Although several studies have focused on detecting, ranging, and tracking of electronic devices, there have been only a few studies about distinguishing and classifying electronic devices using harmonic radar. For the first time in the literature, multiple electronic devices are characterized here as nonlinear targets with certain features using harmonic radar in an experimental setup where targets are moved in cross and down ranges, changing the distance to the receiving antennas [41]. Sixteen receiving antennas were used to collect the harmonic responses of these targets in order to create different realizations. Later, single-tone signals with varying power were transmitted to the electronic circuits under test (ECUT) in order to distinguish and classify different types of electronic devices. In [29], statistical features such as mean, variance, skewness, and kurtosis were introduced and exploited to distinguish electronic devices by applying power-swept input signals. Received powers at the second, third, and fourth harmonics were analyzed and the Euclidean distances of the statistical features were used to measure the performance of the distinguishing the circuits. In [30], energy levels at the low, middle, and high frequencies of the Fourier transformations of the received power curves at the second, third, and fourth harmonic frequencies were exploited for classification. In [9], the received power values at the second, third, and fourth harmonics were exploited to classify various electronic devices using their statistical and Fourier features in the presence of noise. A linear model was developed and employed in order to estimate the unknown deterministic vector of parameters to be used in distinguishing ECUTs via single-tone transmission case [31]. This newly-developed linear model represents the measurements in terms of an observation matrix and a deterministic vector of parameters in an analytical aspect. Furthermore, in [10], single-tone and two-tone incident signals were transmitted to the ECUTs in order to classify the devices using the same linear model.

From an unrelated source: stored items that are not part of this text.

PR #84, opened 2020-01-21
[Feature Addition] Mish activation

thebhatman:
I have added the Mish Activation function. This resolves  https://github.com/facebookresearch/flashlight/issues/81. I am assuming the autograd would take care of the gradients. If I'm wrong, I'll add the gradient definition as well.

### DIFF
--- a/docs/source/modules.rst
+++ b/docs/source/modules.rst
@@ -41,6 +41,9 @@ Activations
 .. doxygenclass:: fl::Sigmoid
   :members:
 
+.. doxygenclass:: fl::Mish
+  :members:
+
 .. doxygenclass:: fl::Tanh
   :members:
 
--- a/flashlight/nn/modules/Activations.cpp
+++ b/flashlight/nn/modules/Activations.cpp
@@ -31,6 +31,16 @@ std::string Sigmoid::prettyString() const {
   return "Sigmoid";
 }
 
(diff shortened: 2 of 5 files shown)


avidov:
Thank you for the contribution.

> I am assuming the autograd would take care of the gradients.
Will you please add an autograd test in flashlight/tests/autograd/AutogradTest.cpp ?

Also please add a simple serialization test tests/nn/SerializationTest.cpp

avidov:
Thank you for adding the serialization test.
My other request, in the comment above, was grayed out so I'll repeat it here.

Please add an autograd test in flashlight/tests/autograd/AutogradTest.cpp ?

thebhatman:
I have added the test for Autograd. Can you please review it and check if it's the right way to implement? I am comparing the gradient obtained by autograd with the actual differentiation of mish.

jacobkahn:
@thebhatman — we appreciate the contribution. After some discussion, we don't think this should be included in flashlight (at this moment).

We strive to include only methods, operators, and modules that have proven long-term success and results. This keeps our codebase lightweight, reduces the amount of maintenance we have to perform, and ensures a lack of opinionation.

If, down the line, the activation does show robustness across a variety of domains and tasks, we can certainly consider including it! Thanks again for the contribution.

Previous studies in the literature have shown that electronic devices with nonlinear circuit components such as diodes, semiconductors, mixers, amplifiers, transistors, etc. can be distinguished and classified by exploiting the harmonic characteristics of these devices, which can be obtained by a harmonic radar receiving the re-radiated wave from these targets [9,10,12,29,30,31,41]. In this study, we develop a novel method to classify various electronic devices using a frequency-swept harmonic radar (FSHR) approach to exploit frequency diversity, unlike previous studies where either power diversity or spatial diversity was exploited. The harmonic characteristics of the ECUTs are conceived using statistical features such as variance, skewness, and kurtosis. In addition, we derive the Fourier features [9] in order to characterize the ECUTs.

In this paper, three types of electronic devices are classified using a FSHR approach through simulation: a cascaded amplifier, a common emitter amplifier and a sawtooth oscillator. Common emitter amplifiers are one of the most commonly used configuration types in audio frequency (AF) and radio frequency (RF) applications; they both increase the signal strength and provide 180${}^{\circ }$ phase shifting of the input [42,43]. Cascaded amplifiers are multi-stage systems which are used to improve the amplification and attain high gains. Audio amplifiers and RF amplifiers, which require high gain to operate properly, consist of cascaded systems [44]. Sawtooth oscillators are a commonly used oscillator type that can produce sawtooth waveforms from square waves applied to the input. Electronic systems such as control systems, automatic test equipment, and instruments use sawtooth waveforms [45]. Circuit schematics of each type are presented in Figure 1. A set of a large number of circuits was tested for each device type. A frequency-swept signal with a constant power was transmitted to ECUTs and the received signal powers at the first, second, and third harmonics were analyzed using simulations, as illustrated in Figure 2. The frequency of the transmitted signal with a constant power value was swept across a wide bandwidth. A signal with the frequency values in this specified range was transmitted to the ECUTs sequentially. Afterward, the statistical and Fourier features of the harmonic responses were analyzed. A kNN (k-Nearest Neighbors) algorithm was utilized to classify the ECUTs. We performed realistic Monte Carlo simulations with additive noise.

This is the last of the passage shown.